--- About this exercise ---
If a line of the records contains the string "them", copy it out.

(Stored data)
PR #68, opened 2020-09-18
Adds tests using the xdp-test-harness library

shoracek:


chaudron:
Did not look at all the details, but I think we need to update the pre-run check to make sure we have python3 and the required python modules (scapy/etc.).

https://github.com/xdp-project/xdp-tools/blob/be624a9f12227a61c96707a2ae0ef52b07fa21f8/lib/testing/test_runner.sh#L118

tohojo:
> Did not look at all the details, but I think we need to update the pre-run check to make sure we have python3 and the required python modules (scapy/etc.).

Actually, I would rather skip the test if that's not available; but maybe we should make the tool detection a bit more generic (let each test function define which tools it needs and automatically skip it if they are missing)...

xdp-filter/test-xdp-filter.sh
```diff
@@ -261,6 +261,38 @@ test_print()
     check_run $XDP_FILTER unload $NS -v
 }
 
+run_python_test()
+{
+    python3 -c "import xdp_test_harness; import bcc;"
```
tohojo, line 266: See the other comment. For now, please just check that python itself exists (and it may be just 'python' not 'python3' - so maybe a detection and support for a $PYTHON variable is in order?)

xdp-filter/python-tests/xdp-filter-exec.sh
```diff
@@ -0,0 +1,4 @@
+#!/bin/bash
+
+cd ..
+./xdp-filter $@
```
tohojo, line 4: Why is this needed? When run from the test harness, $XDP_FILTER should always be set, no?

tohojo (changes requested):
Looks good, but a few nits :)

xdp-filter/test-xdp-filter.sh
shoracek: > Did not look at all the details, but I think we need to update the pre-run check to make sure we have python3 and the required python modules (scapy/etc.).

This line here returns non-zero if one of the required libraries is not installed. I am checking only for XDP test harness and BCC, since both Scapy and Pyroute2 are listed as dependencies for XDP test harness and so should be also installed by the package manager.
This should also check whether Python exists, since if that is the case the shell will return non-zero value. Python 2 will not work, because the library uses some features of Python 3.

xdp-filter/test-xdp-filter.sh
```diff
@@ -261,6 +261,38 @@ test_print()
...
+    if [ $? -ne 0 ]; then
+        # Libraries are not installed.
+        return "$SKIPPED_TEST"
+    fi
+
+    # Tests are in python-tests directory in a build tree and in tests directory after install.
```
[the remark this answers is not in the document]
shoracek: I did not want to clutter the `xdp-filter` directory and having `tests` directory contain only the new tests seemed misleading. Maybe move all the tests (even xdpdump and xdp-loader) into `tests` directories, even though with the other tools it will contain only one file?

lib/common.mk
```diff
@@ -76,6 +76,7 @@ install: all install_local
 	$(if $(SCRIPTS_FILES),install -m 0755 $(SCRIPTS_FILES) $(DESTDIR)$(SCRIPTSDIR))
 	$(if $(TEST_FILE),install -m 0755 -d $(DESTDIR)$(SCRIPTSDIR)/tests)
 	$(if $(TEST_FILE),install -m 0644 $(TEST_FILE) $(DESTDIR)$(SCRIPTSDIR)/tests)
+	$(if $(TEST_FILE_DEPS),install -m 0644 $(TEST_FILE_DEPS) $(DESTDIR)$(SCRIPTSDIR)/tests)
```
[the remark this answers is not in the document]
shoracek: What about adding just a prefix to the test file names? E.g. `xdp-filter-common.py`.

xdp-filter/python-tests/xdp-filter-exec.sh
shoracek: I used this since I was running the tests from the test folder and so xdp-filter could not find object files for the XDP programs. I will rewrite it so that the working directory is the the one containing the compiled files and remove this file. `XDP_FILTER` variable actually does not get inherited into the Python, since it is just local, will fix that.

xdp-filter/test-xdp-filter.sh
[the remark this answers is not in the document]
tohojo: Hmm, yeah having all test files in $TOOL/tests, and installing them into /usr/share/xdp-tools/tests/$TOOL seems fine. And then export the directory from the test harness so you don't need to have a conditional in the script itself...

xdp-filter/test-xdp-filter.sh
tohojo: Yup, you should definitely check that python itself exists as well. The version check will be taken care of by the import check, I think (the module won't import correctly in py2). However, python3 can be called just 'python' on some systems; and we may have build systems where it's set up weirdly, so supporting a $PYTHON variable seems sensible...

xdp-filter/python-tests/xdp-filter-exec.sh
tohojo: Setting the work directory to where the binary is doesn't work after install (we don't want to run with workdir in /usr/bin). Just exporting XDP_FILTER so the Python code can get it from the environment should be enough, no?

lib/common.mk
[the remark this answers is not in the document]
tohojo: If we do the above ($TOOL/tests installed into tests/$TOOL) this problem goes away :)

xdp-filter/test-xdp-filter.sh
chaudron: Note that these tests can also be run from the Github clone, so I think checks for scapy and pyroute2 should also be added and any other dependency.

tohojo: Hmm, I was assuming that was implicit in 'import xdp_test_harness' as that would in turn try to import scapy and pyroute2. But not sure that's actually the case for just this import? If not, I agree, we should check for the other modules as well...

shoracek: Using `import xdp_test_harness` does not check for Scapy or pyroute2. What I meant was that pip while installing XDP test harness will also install its dependencies: Scapy and pyroute2, meaning if XDP test harness is installed then so should be the dependencies. But I am okay with adding the libraries explicitly into the check.

tohojo: Hmm, right. Well I think it's better to make sure the dependencies are also there, but that could also be done by just importing them from the top-level xdp_test_harness module. That would make sure we check for broken installations while still keeping the dependencies in the module itself, not in this script...

lib/common.mk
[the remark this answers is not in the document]
tohojo: You can just drop this entire commit now, since it's folded into the next one anyway...

lib/testing/run_tests.sh
```diff
@@ -7,8 +7,8 @@ TEST_RUNNER="$TEST_PROG_DIR/test_runner.sh"
 RET=0
 
 echo "Running all tests from $TESTS_DIR"
-for f in "$TESTS_DIR"/*.sh; do
-    "$TEST_RUNNER" "$f" || RET=1
+for f in "$TESTS_DIR"/*; do
+    "$TEST_RUNNER" "$f/test-$(basename $f).sh" || RET=1
```
tohojo, line 11: Took me a few tries to understand what's going on here; please split this up so it becomes more clean that $(basename $f) is the tool name.

Or maybe this could just be a two-level glob (for f in "$TESTS_DIR"/*/*.sh) ? Did you try that?

lib/testing/test_runner.sh
```diff
@@ -446,6 +446,8 @@ TEST_DEFINITIONS="${1:-}"
 [ -f "$TEST_DEFINITIONS" ] || usage
 source "$TEST_DEFINITIONS"
 
+TOOL_TESTS_DIR=$(dirname $TEST_DEFINITIONS)
```
tohojo, line 477: What is this for?

xdp-filter/tests/common.py
```diff
@@ -0,0 +1,59 @@
+import os
+import subprocess
+
+from xdp_test_harness.xdp_case import XDPCase, usingCustomLoader
+from xdp_test_harness.utils import XDPFlag
+
+
+if "XDP_FILTER" in os.environ:
```
tohojo, line 8: `XDP_FILTER = os.environ.get("XDP_FILTER", "xdp-filter")` ?

lib/testing/test_runner.sh
```diff
@@ -251,6 +251,28 @@ get_vlan_prefix()
     (IFS=:; set -- $prefix; printf "%s:%s:%s:%x::" "$1" "$2" "$3" $(($4 + $vid * 4096)))
 }
 
+check_python()
+{
+    if [ -z ${PYTHON+unset} ]; then
```
tohojo, line 256: What's the `+unset`?

Just `if [[ -z "$PYTHON" ]]` ?

(Please use double-brace tests for all string tests, we're running this through bash deliberately so we don't have to dump down to /bin/sh syntax)

xdp-filter/tests/test-xdp-filter.sh
```diff
@@ -261,6 +261,36 @@ test_print()
     check_run $XDP_FILTER unload $NS -v
 }
 
+
+run_python_test()
+{
+    if [ "${PYTHON}" = "invalid" ]; then
```
tohojo, line 267: Please use double braces and the `==` test here

xdp-filter/tests/test-xdp-filter.sh
```diff
@@ -261,6 +261,36 @@ test_print()
...
+        return "$SKIPPED_TEST"
+    fi
+
+    MODULE_PATH=$(realpath --relative-to=. "$TOOL_TESTS_DIR" | sed "s/\//./g")
+    if [ $? -ne 0 ] || [ "$MODULE_PATH" = "." ]; then
```
tohojo, line 272: and here

xdp-filter/tests/test-xdp-filter.sh
```diff
@@ -261,6 +261,36 @@ test_print()
...
 }
 
+
+run_python_test()
+{
+    if [ "${PYTHON}" = "invalid" ]; then
+        return "$SKIPPED_TEST"
+    fi
+
+    MODULE_PATH=$(realpath --relative-to=. "$TOOL_TESTS_DIR" | sed "s/\//./g")
```
tohojo, line 271: Ah, that's where you're using TOOL_TESTS_DIR - please add it in the same commit, then :)

xdp-filter/Makefile
```diff
@@ -5,10 +5,12 @@ XDP_TARGETS  := xdpfilt_dny_udp xdpfilt_dny_tcp xdpfilt_dny_ip \
 	xdpfilt_alw_udp xdpfilt_alw_tcp xdpfilt_alw_ip \
 	xdpfilt_alw_eth xdpfilt_alw_all
 
+TOOL_NAME := xdp-filter
 USER_TARGETS := xdp-filter
 EXTRA_DEPS := xdpfilt_prog.h
 MAN_PAGE := xdp-filter.8
-TEST_FILE := test-xdp-filter.sh
+TEST_FILE := tests/test-xdp-filter.sh
+TEST_FILE_DEPS := tests/*.py
```
tohojo, line 13: This should probably use a make `glob()`...

tohojo (changes requested):
A few more comments, but getting there! :)

lib/testing/run_tests.sh
shoracek: I wanted to use files called `test-$(TOOL_NAME).sh` as an entry point to the tests (since there might be also other shell scripts), but maybe just files with a `test-` prefix?

xdp-filter/Makefile
shoracek: Do you mean `$(wildcard`? Couldn't find any mention of `glob()` in make manual.

lib/testing/test_runner.sh
shoracek: I used the substitution since `nounset` is set and so `if [[ -z "$PYTHON" ]]` gives unbound variable error. And I used single brackets because they were used in the rest of the file, but I will use double brackets instead.

lib/testing/run_tests.sh
tohojo: `for f in "$TESTS_DIR"/*/test-*.sh` then? I think it would be fine to support multiple entry points in case we want to split things up in the future...

Also, probably test that the file exists before executing it (in case the glob doesn't match anything)

lib/testing/test_runner.sh
tohojo: Ah, I see... The fact that you can omit the colon is buried somewhat in the bash man page.

However, in this case I do actually think we'd want to match on both unset and null, so maybe `if [[ -z "${PYTHON:-}" ]]` is better?

xdp-filter/Makefile
tohojo: Yeah, wildcard, sorry about that - hard to keep track on all the different tool names for the same thing ;)

lib/testing/test_runner.sh
```diff
@@ -251,6 +251,28 @@ get_vlan_prefix()
     (IFS=:; set -- $prefix; printf "%s:%s:%s:%x::" "$1" "$2" "$3" $(($4 + $vid * 4096)))
 }
 
+check_python()
+{
+    if [[ -z ${PYTHON:-} ]]; then
+        if command -v python3; then
+            PYTHON=python3
```
tohojo, line 258: Since you're running 'command' anyway, why not assign the output to $PYTHON?

tohojo (changes requested):
A few more cosmetic issues...

lib/testing/test_runner.sh
shoracek: Couldn't it be an alias? Then it would break.

lib/testing/test_runner.sh
```diff
@@ -251,6 +251,28 @@ get_vlan_prefix()
     (IFS=:; set -- $prefix; printf "%s:%s:%s:%x::" "$1" "$2" "$3" $(($4 + $vid * 4096)))
 }
 
+check_python()
```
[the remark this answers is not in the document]
shoracek: Since a test function is run in a subshell, changed variables are not reflected in the parent shell. So I don't think it could easily be in the test file without checking Python every time.

lib/testing/test_runner.sh
tohojo: Hmm, right, 'command' can return alias definitions as well. I don't think that's good thing, though, if an alias is defined (and actually picked up by the script) that is more likely to just lead to confusion. So maybe switch to using 'which' instead?

lib/testing/test_runner.sh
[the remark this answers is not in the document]
tohojo: True, but does that matter? It's not like it's a huge overhead...

xdp-filter/tests/test-xdp-filter.sh
```diff
@@ -261,6 +261,64 @@ test_print()
...
 
+
+get_python()
+{
+    if [[ -z "${PYTHON:-}" ]]; then
+        local -a possible=(python3 python)
+        local -a available
+
+        available=($(which --skip-alias --skip-functions "${possible[@]}" 2> /dev/null))
+        if [[ $? == "${#possible[@]}" ]]; then
```
tohojo, line 272: Here you're comparing the return code to the number of elements in the array? With a string comparison? Shouldn't it just be `$? -ne 0` like below?

shoracek: The exit code is the number of failed arguments, so I am checking whether it failed to find them all.

tohojo: Ah, I see. You're really bringing out all the esoteric shell features here, huh? ;)

Please add a comment explaining this; and it should be `-eq` instead of `==` for numeric comparison :)

tohojo (approved):
And with that I'm out of things to complain about - nice work! :)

--- Answer for this exercise ---
tohojo: Hmm, yeah having all test files in $TOOL/tests, and installing them into /usr/share/xdp-tools/tests/$TOOL seems fine. And then export the directory from the test harness so you don't need to have a conditional in the script itself...
tohojo: Hmm, right. Well I think it's better to make sure the dependencies are also there, but that could also be done by just importing them from the top-level xdp_test_harness module. That would make sure we check for broken installations while still keeping the dependencies in the module itself, not in this script...
shoracek: The exit code is the number of failed arguments, so I am checking whether it failed to find them all.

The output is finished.